# changer de X / changer le/la/les X / changer son/sa/ses X



## Anna-chonger

Salut à tous,
est-ce que ce serait difficile de trouver des règles ou des principes pour distinguer la différence entre l'usage de "changer" et de "changer de" ? 

*Note des modérateurs :* Plusieurs fils ont été fusionnés pour créer celui-ci.


----------



## arundhati

Je dirais que "changer de" est utilisé pour qualifier quelque chose qui "appartient" au sujet.
Par exemple : "Le cavalier change de cheval"
"Changer" tout court est plus général et peut être utilisé quelque soit la relation entre le sujet et le complément d'objet direct : "Le cavalier change la selle de son cheval".


----------



## Anna-chonger

Alors, dans cette logique-là, on dit :
changer l'ampoule
changer de voiture
changer d'addresse
... oui ?
Et d'autres exemples ... ?


----------



## arundhati

Oui c'est ça !


----------



## Xence

Et changer de trottoir?


----------



## Twenty20

*Changer d'avis* aussi, ou *changer bébé*


----------



## Gwynplaine

Je pense que c'est une question de relation entre le complément et le sujet de la phrase.

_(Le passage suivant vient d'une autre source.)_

PR #133704, opened 2022-10-18
Improve CI coverage for Casks using `on_os` blocks

Bo98:
Should hopefully reduce the current high frequency of broken cask readability on older OS versions.

* Run `brew readall` in CI to make sure casks are actually readable on all OS versions.
* Adjust the CI matrix logic to consider `on_os` blocks rather than just `MacOS.version` (for full install testing).
* While we're here, adjust the runner allocation to always prioritise `macos-12` over `macos-11` (now that capacity has increased).

### DIFF
--- a/.github/workflows/ci.yml
+++ b/.github/workflows/ci.yml
@@ -117,16 +117,21 @@ jobs:
         id: gems
         run: brew install-bundler-gems
 
+      - name: Run brew readall ${{ matrix.tap }}
+        id: readall
+        run: brew readall '${{ matrix.tap }}'
+        if: always() && steps.gems.outcome == 'success'
+
       - name: Run brew style ${{ matrix.tap }}
         run: brew style '${{ matrix.tap }}'
-        if: always() && steps.gems.outcome == 'success' && !matrix.cask
+        if: always() && steps.readall.outcome == 'success' && !matrix.cask
 
       - name: Run brew fetch --cask ${{ matrix.cask.token }}
         id: fetch
         run: |
           brew fetch --cask --retry --force '${{ matrix.cask.path }}'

Souvent, "changer de" suppose que le sujet est impliqué dans l'utilisation de l'objet.
Je change de cheval => je vais utiliser un autre cheval.
Je change de voiture => je vais utiliser une autre voiture.
Je change de trottoir => Je vais emprunter l'autre trottoir.

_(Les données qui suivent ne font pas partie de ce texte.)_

PR #133961, opened 2022-10-21
Add livecheck to ui.rb

nilsstreedain:
This is the first livecheck I've added to a Cask so I apologize if my style needs correction beyond what is detected by the automations. Here are the changes:
- Updated to unversioned URL for livecheck
- Set sha256 to no check for unversioned URL
- Merged version array into single version for livecheck
- Added live check
- Opened package using new version

### DIFF
--- a/Casks/ui.rb
+++ b/Casks/ui.rb
@@ -1,14 +1,15 @@
 cask "ui" do
-  version "98a0-macOS-0.56.3-79aba98f601b49818f3dae0e3d34b754"
-  sha256 :no_check
+  version "b755-macOS-0.56.3-b2d6dcc1ca1b470db93a710da52de392"
+  sha256 "d3ce491d37b6aa184247359d1b4f1a5b2e48f6054f521a53d40f4de22b513884"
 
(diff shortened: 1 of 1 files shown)


SMillerDev:
Why move to the unversioned download though?

nilsstreedain:
> Why move to the unversioned download though?

I did that because it has the version for livecheck in the location header. I'm new to this so I'm happy to receive feedback, is there a preferred implementation?

SMillerDev:
Unversioned downloads are much worse to maintain (they can change without notice) and to use (you don't know which version you're actually using). If you need a specific url in the livecheck block, specify it using `url "some-url"`

nilsstreedain:
I've switched back to a versioned URL and updated the cask to the latest version but I have a question about builds within versions. It appears UI desktop often has later builds released using the same version number, for example `UI 0.56.3 (51)` and `UI 0.56.3 (58)`. However the version numbering appears differently in the URL such as `98a0-macOS-0.56.3-79aba98f601b49818f3dae0e3d34b754` and `b755-macOS-0.56.3-b2d6dcc1ca1b470db93a710da52de392`. Should the Cask and livecheck be updated for just the version `0.56.3` or for the individual build?

p-linnane (approved):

Pour la même raison, on emploiera "changer de qqc" si on peut remplacer le "de" par un possessif, ce qui implique un rapport de propriété ou d'attribution entre le complément et le sujet : 
"un mot change de sens" = "un mot change son sens" (tournure très gauche, mais équivalente quant au sens)
"il change de point de vue" = "il change son point de vue" (tournure déjà moins gauche, et très proche de la précédente quant au sens)
"il change de femme, d'amis, de relations" : il s'agit de SA femme, de SES amis, de SES relations.

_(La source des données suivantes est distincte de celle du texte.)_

PR #133974, opened 2022-10-21
Oversight 2.0.2  - Added Livecheck

andrewcrook:
Added LiveCheck using GitHub repo as source

- [ X] `brew audit --cask --online <cask>` is error-free.
- [X ] `brew style --fix <cask>` reports no offenses.

### DIFF
--- a/Casks/oversight.rb
+++ b/Casks/oversight.rb
@@ -7,7 +7,12 @@ cask "oversight" do
   name "OverSight"
   desc "Monitors computer mic and webcam"
   homepage "https://objective-see.com/products/oversight.html"
-
+  
+  livecheck do
+    url :url
+    strategy :github_latest
+  end
+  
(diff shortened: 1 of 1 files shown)


p-linnane:
The [`Git`](https://rubydoc.brew.sh/Homebrew/Livecheck/Strategy/Git.html) strategy is used by `livecheck` automatically when the binary is pulled from a GitHub URL. In this case, we do not need to specify `:github_latest` as it can cause rate limiting errors, and the `Git` strategy is working.

andrewcrook:
> The [`Git`](https://rubydoc.brew.sh/Homebrew/Livecheck/Strategy/Git.html) strategy is used by `livecheck` automatically when the binary is pulled from a GitHub URL.

@p-linnane   Ah okey I didn’t see that fact it makes sense as to why it didn’t have it in the first place.
I will remember that thanks.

"Changer" construit directement est plus neutre, ne suppose pas un tel lien : 

"Je change l'ampoule", cela ne signifie pas que c'est de cette ampoule que je vais me servir (je peux la changer pour le compte de quelqu'un d'autre) ni que c'est mon ampoule à moi (alors que "je change d'ampoule" s'emploierait pour désigner l'ampoule dont on est en train de se servir, qui vient de griller par exemple).

"Je change la selle de mon cheval", mais "je change de selle". 
Dans le premier cas, on est obligé d'avoir une construction directe, parce que la tournure "changer de" suppose que le complément n'est pas défini précisément comme un objet unique (ce qui permet, précisément, d'_*en*_ changer) : "selle", ce n'est pas "ma" selle ou "cette" selle. Alors que quand on dit "selle de mon cheval", l'objet est clairement identifié comme unique, donc on ne peut avoir qu'une construction directe.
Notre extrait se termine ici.